## WHAT IS BEING ASKED
Look below for the line that contains "Still looking a", then copy it and each following line exactly, through and including the line that contains "other supported target?".

[Source data]
•••••

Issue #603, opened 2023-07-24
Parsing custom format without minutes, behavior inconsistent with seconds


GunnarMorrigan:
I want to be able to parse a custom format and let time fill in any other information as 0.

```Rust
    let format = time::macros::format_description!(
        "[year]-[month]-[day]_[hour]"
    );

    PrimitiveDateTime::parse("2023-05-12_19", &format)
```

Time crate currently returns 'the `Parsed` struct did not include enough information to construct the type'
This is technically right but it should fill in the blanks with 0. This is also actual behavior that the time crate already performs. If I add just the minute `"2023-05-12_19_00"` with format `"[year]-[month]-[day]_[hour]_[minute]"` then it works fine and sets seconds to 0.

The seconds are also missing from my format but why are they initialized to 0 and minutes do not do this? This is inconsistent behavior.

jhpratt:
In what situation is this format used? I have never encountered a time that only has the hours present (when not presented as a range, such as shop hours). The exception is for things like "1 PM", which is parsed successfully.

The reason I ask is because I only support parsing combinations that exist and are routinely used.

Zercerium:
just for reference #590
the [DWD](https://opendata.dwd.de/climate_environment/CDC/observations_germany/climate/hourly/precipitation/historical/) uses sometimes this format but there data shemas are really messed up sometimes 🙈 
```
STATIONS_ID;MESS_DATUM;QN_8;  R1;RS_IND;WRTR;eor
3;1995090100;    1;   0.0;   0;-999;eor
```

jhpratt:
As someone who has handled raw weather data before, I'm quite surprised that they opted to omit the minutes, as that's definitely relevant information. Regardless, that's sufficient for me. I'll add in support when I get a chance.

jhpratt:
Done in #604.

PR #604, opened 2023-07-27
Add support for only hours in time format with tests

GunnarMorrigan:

•••••

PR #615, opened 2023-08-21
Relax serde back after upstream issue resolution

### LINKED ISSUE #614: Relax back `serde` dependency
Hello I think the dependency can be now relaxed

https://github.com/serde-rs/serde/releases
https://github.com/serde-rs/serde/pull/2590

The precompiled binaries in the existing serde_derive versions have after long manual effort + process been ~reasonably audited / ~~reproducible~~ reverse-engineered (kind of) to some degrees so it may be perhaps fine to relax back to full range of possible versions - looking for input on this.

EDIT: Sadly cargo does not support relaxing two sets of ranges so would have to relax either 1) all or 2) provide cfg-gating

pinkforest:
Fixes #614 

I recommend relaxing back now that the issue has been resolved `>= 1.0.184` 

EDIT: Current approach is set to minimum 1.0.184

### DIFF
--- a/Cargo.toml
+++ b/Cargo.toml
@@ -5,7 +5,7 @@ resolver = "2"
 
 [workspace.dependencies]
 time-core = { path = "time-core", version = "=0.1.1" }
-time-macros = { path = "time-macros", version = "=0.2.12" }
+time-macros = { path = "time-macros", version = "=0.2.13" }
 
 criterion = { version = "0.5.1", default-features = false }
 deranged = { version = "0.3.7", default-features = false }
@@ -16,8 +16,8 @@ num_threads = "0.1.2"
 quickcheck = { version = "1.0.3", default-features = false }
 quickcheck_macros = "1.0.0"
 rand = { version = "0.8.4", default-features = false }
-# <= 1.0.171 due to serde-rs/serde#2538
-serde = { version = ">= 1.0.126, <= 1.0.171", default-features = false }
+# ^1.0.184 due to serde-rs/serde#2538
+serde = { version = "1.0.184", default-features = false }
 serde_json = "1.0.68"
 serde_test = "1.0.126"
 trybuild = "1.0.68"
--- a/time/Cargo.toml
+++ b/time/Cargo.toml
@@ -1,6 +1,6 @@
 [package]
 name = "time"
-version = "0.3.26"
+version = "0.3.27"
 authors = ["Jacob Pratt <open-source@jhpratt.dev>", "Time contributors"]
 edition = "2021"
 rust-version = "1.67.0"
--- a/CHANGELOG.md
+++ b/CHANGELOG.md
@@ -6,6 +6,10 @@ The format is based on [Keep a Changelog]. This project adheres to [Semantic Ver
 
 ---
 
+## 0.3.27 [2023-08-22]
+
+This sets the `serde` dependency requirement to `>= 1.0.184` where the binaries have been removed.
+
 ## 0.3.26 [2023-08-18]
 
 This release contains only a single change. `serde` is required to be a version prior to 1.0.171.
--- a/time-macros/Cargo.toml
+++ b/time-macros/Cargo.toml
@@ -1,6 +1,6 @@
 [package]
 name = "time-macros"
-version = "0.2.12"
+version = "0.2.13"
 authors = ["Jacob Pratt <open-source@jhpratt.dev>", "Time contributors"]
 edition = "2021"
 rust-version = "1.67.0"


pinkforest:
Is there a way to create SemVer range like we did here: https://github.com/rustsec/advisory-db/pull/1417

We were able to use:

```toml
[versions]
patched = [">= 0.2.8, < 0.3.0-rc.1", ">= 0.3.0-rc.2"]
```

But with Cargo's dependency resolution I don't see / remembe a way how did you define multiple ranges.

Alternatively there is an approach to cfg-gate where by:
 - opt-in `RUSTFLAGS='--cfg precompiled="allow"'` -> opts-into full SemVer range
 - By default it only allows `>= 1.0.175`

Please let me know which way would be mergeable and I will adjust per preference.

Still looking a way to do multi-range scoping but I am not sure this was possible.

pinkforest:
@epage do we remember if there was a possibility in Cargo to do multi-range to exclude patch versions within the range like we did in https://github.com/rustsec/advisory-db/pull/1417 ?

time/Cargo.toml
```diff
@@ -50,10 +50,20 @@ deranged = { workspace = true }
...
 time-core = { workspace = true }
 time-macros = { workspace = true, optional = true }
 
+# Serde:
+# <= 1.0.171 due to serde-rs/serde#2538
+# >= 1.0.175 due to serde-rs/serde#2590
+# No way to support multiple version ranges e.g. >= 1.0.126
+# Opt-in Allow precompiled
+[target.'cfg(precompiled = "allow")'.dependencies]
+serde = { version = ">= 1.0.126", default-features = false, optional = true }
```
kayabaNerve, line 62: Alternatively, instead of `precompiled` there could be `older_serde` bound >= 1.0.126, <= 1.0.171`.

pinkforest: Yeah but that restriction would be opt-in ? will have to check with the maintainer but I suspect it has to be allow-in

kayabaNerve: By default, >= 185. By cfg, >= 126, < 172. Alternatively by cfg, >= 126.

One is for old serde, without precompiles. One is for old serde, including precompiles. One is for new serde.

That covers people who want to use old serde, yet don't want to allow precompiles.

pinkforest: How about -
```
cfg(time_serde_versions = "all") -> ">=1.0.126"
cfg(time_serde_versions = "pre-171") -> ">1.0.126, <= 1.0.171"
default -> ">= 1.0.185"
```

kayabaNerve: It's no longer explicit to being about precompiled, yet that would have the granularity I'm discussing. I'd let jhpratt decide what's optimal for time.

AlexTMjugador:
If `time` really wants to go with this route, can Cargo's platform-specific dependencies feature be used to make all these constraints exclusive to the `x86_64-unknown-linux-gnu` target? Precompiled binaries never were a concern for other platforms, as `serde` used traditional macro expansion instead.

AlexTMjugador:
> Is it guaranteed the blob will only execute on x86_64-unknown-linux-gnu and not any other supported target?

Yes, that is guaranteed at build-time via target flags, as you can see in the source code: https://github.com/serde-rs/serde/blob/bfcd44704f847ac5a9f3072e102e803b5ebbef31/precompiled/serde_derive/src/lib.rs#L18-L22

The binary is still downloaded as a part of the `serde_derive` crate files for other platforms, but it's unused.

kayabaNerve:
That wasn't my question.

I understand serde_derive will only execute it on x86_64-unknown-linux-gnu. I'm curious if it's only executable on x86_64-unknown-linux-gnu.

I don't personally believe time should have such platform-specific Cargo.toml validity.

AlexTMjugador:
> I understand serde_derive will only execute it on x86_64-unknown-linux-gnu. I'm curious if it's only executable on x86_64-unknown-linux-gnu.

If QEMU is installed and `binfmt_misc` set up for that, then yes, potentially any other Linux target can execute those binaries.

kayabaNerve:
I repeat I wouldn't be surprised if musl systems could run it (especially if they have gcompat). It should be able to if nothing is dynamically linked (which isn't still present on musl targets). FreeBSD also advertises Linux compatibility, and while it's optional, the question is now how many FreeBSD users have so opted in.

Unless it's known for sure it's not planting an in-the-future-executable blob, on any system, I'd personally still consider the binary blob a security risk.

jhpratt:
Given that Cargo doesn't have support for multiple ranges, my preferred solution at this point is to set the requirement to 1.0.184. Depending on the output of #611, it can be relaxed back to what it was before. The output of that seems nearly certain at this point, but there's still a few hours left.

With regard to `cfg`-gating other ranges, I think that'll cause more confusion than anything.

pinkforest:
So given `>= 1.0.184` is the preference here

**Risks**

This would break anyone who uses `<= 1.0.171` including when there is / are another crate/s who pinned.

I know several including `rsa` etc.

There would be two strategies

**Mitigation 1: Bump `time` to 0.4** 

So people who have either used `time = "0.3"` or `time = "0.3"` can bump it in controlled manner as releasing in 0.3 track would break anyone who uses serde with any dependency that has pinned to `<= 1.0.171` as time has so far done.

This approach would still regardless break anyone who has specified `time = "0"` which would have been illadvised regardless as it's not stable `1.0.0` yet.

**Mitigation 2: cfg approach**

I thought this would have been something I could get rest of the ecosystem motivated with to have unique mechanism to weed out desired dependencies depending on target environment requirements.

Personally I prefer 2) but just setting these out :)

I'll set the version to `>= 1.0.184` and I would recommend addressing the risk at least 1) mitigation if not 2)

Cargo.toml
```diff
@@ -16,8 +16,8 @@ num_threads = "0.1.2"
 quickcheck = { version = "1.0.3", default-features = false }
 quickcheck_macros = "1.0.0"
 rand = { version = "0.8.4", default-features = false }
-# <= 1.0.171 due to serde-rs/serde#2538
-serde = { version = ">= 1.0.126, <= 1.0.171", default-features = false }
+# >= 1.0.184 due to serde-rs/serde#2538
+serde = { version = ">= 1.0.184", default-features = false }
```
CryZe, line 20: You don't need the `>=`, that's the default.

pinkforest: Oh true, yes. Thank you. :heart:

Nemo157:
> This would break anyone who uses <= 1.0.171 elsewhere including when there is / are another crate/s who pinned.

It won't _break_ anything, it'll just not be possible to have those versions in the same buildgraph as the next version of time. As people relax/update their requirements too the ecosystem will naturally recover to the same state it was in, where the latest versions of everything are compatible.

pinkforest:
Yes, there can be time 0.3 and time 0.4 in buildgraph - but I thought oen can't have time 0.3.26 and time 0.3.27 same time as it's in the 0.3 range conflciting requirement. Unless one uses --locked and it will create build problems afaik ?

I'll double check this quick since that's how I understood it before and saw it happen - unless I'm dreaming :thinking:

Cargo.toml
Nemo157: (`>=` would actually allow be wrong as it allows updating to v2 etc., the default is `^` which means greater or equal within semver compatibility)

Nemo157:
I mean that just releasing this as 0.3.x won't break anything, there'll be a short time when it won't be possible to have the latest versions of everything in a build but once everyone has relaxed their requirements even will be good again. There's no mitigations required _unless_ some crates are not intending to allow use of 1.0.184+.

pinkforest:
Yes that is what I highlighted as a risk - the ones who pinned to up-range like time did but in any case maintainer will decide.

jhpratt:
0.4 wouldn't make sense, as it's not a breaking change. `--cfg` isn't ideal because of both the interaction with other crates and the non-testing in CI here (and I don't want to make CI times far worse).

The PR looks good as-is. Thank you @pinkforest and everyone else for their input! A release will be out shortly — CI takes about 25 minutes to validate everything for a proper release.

•••••

## WRITTEN ANSWER
Still looking a way to do multi-range scoping but I am not sure this was possible.

pinkforest:
@epage do we remember if there was a possibility in Cargo to do multi-range to exclude patch versions within the range like we did in https://github.com/rustsec/advisory-db/pull/1417 ?

time/Cargo.toml
```diff
@@ -50,10 +50,20 @@ deranged = { workspace = true }
...
 time-core = { workspace = true }
 time-macros = { workspace = true, optional = true }
 
+# Serde:
+# <= 1.0.171 due to serde-rs/serde#2538
+# >= 1.0.175 due to serde-rs/serde#2590
+# No way to support multiple version ranges e.g. >= 1.0.126
+# Opt-in Allow precompiled
+[target.'cfg(precompiled = "allow")'.dependencies]
+serde = { version = ">= 1.0.126", default-features = false, optional = true }
```
kayabaNerve, line 62: Alternatively, instead of `precompiled` there could be `older_serde` bound >= 1.0.126, <= 1.0.171`.

pinkforest: Yeah but that restriction would be opt-in ? will have to check with the maintainer but I suspect it has to be allow-in

kayabaNerve: By default, >= 185. By cfg, >= 126, < 172. Alternatively by cfg, >= 126.

One is for old serde, without precompiles. One is for old serde, including precompiles. One is for new serde.

That covers people who want to use old serde, yet don't want to allow precompiles.

pinkforest: How about -
```
cfg(time_serde_versions = "all") -> ">=1.0.126"
cfg(time_serde_versions = "pre-171") -> ">1.0.126, <= 1.0.171"
default -> ">= 1.0.185"
```

kayabaNerve: It's no longer explicit to being about precompiled, yet that would have the granularity I'm discussing. I'd let jhpratt decide what's optimal for time.

AlexTMjugador:
If `time` really wants to go with this route, can Cargo's platform-specific dependencies feature be used to make all these constraints exclusive to the `x86_64-unknown-linux-gnu` target? Precompiled binaries never were a concern for other platforms, as `serde` used traditional macro expansion instead.

AlexTMjugador:
> Is it guaranteed the blob will only execute on x86_64-unknown-linux-gnu and not any other supported target?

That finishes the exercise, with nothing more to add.